| Hi Antirez, thanks again for Redis. Despite our few problems with it, it rocks. A few comments: > With fsync everysec, there is the problem that form time to time we need to fsync. Guess what? Even if we fsync in a different thread, write(2) will block anyway Yep, but this could be avoided if a thread was devoted to all I/O incl. write() (and then line-level buffering really would be possible as well). Communication with this thread would be on a thread-safe queue--the main thread would never block on disk I/O, and only two threads would mean mutex contention for the queue lock would be low. This would be one solution, correct? This is a variation of your "two processes + pipe" suggestion. > How to fix that? For now we introduced in Redis 2.2 an option that will not fsync the AOF file while writing IF there is a compaction in progress. Well, we enabled that.. but, we found that it's still a problem in a couple of circumstances: 1. Something other than the AOF recompaction makes the disk busy. Like, say, even a moderate amount of disk activity by another process. 2. Redis's own logging to stdout, if redirected to a file, itself can cause the redis main thread to block if stdout is being flushed onto a busy disk. Basically, if any I/O which may hit a disk (AOF record/flush or even logging) is being done on the single epoll-driven thread redis uses to process incoming requests, the system must make very good guarantees that those I/O calls will not block.
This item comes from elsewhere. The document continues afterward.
Issue #4728, opened 2020-03-04
Badge request: Offset Earth for carbon offset/trees


owenvoke:
:clipboard: **Description**

I was thinking of opening a pull request for Offset Earth badges. I know that they are not currently  a service that is used widely by developers, however with projects such as [Treeware](https://treeware.earth) I think that this may become more popular.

We have found these guarantees practically impossible to make on a very busy master, so we've given on up having the master do AOF work altogether. |
Exactly the logging process can well be a thread for better performances, thanks for the hint!
About the other scenarios where fsync will perform poorly, indeed every other I/O is going to be a problem.
I guess the "all the AOF business in a different thread" is the most sensible approach to follow probably, unless there is an (even Linux specific syscall) that is able to avoid blocking but just to force commit of old data.